PR #3343, opened 2024-07-24
ci: Backstop AOT tests

danobi:
This PR backstops AOT tests in CI. Not all the AOT test pass or get
skipped yet. Rather than wait for it to happen and then add in CI,
let's just add a subset in CI now to prevent any more backsliding.

We've already had quite a few regressions due to the codepaths
not being exercised in CI.

##### Checklist

### DIFF
--- a/.github/include/ci.py
+++ b/.github/include/ci.py
@@ -38,6 +38,7 @@ NIX_TARGET = os.environ.get("NIX_TARGET", "")
 CMAKE_BUILD_TYPE = os.environ.get("CMAKE_BUILD_TYPE", "Release")
 RUN_TESTS = os.environ.get("RUN_TESTS", "1")
 RUN_MEMLEAK_TEST = os.environ.get("RUN_MEMLEAK_TEST", "0")
+RUN_AOT_TESTS = os.environ.get("RUN_AOT_TESTS", "0")
 CC = os.environ.get("CC", "cc")
 CXX = os.environ.get("CXX", "c++")
 GTEST_COLOR = os.environ.get("GTEST_COLOR", "auto")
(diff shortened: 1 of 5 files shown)


.github/include/ci.py
```diff
@@ -274,6 +276,34 @@ def test():
...
+                        "./tests/runtime-tests.sh",
+                        "--run-aot-tests",
+                        "--filter",
+                        "aot.*",
+                    ]
+                    + [
+                        "--skiplist_file",
+                        f"{root()}/{AOT_SKIPLIST_FILE}",
+                    ]
+                    if AOT_SKIPLIST_FILE
```
jordalgo, line 295: nit: why do we need this check here? Are there cases when it's ok if CI doesn't find this file even though we specify it.

tests/runtime/engine/runner.py
```diff
@@ -93,6 +95,8 @@ def skip_reason(test, status):
             return "disabled by environment variable"
         elif status == Runner.SKIP_AOT_NOT_SUPPORTED:
             return "aot does not yet support this"
+        elif status == Runner.SKIP_IN_SKIPLIST:
+            return "disabled by entry in skiplist"
```
jordalgo, line 99: super nit

Would also be cool to print the file name or path but maybe that's too verbose
```suggestion
            return "disabled by entry in skiplist file"
```

jordalgo (approved):
Minor question and nit but otherwise LGTM

jordalgo:
Side note: In terms of test output, should we just show the number of tests skipped at the end instead of re-listing them all?

danobi:
> Side note: In terms of test output, should we just show the number of tests skipped at the end instead of re-listing them all?

My personal preference would be to keep it as-is. I find the summary helpful - esp for when I build the skiplist which was just copy paste

PR #3347, opened 2024-07-25
AST: Delete unused Mutator class

ajor:
As it's unused and untested, it's been rotting for a few years and does not correctly do the job it claims to do.

Additionally, it is getting in the way of refactoring the AST away from manual memory management.

There is value in having a Mutator class, but due to bugs and upcoming refactors it will be easier to write it again from scratch.


jordalgo (approved):
Okey dokey.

**Task directions**
Look for the word "disabled" in the listing above, and copy every line where you find it.

**Solution for this problem**
             return "disabled by environment variable"
+            return "disabled by entry in skiplist"
            return "disabled by entry in skiplist file"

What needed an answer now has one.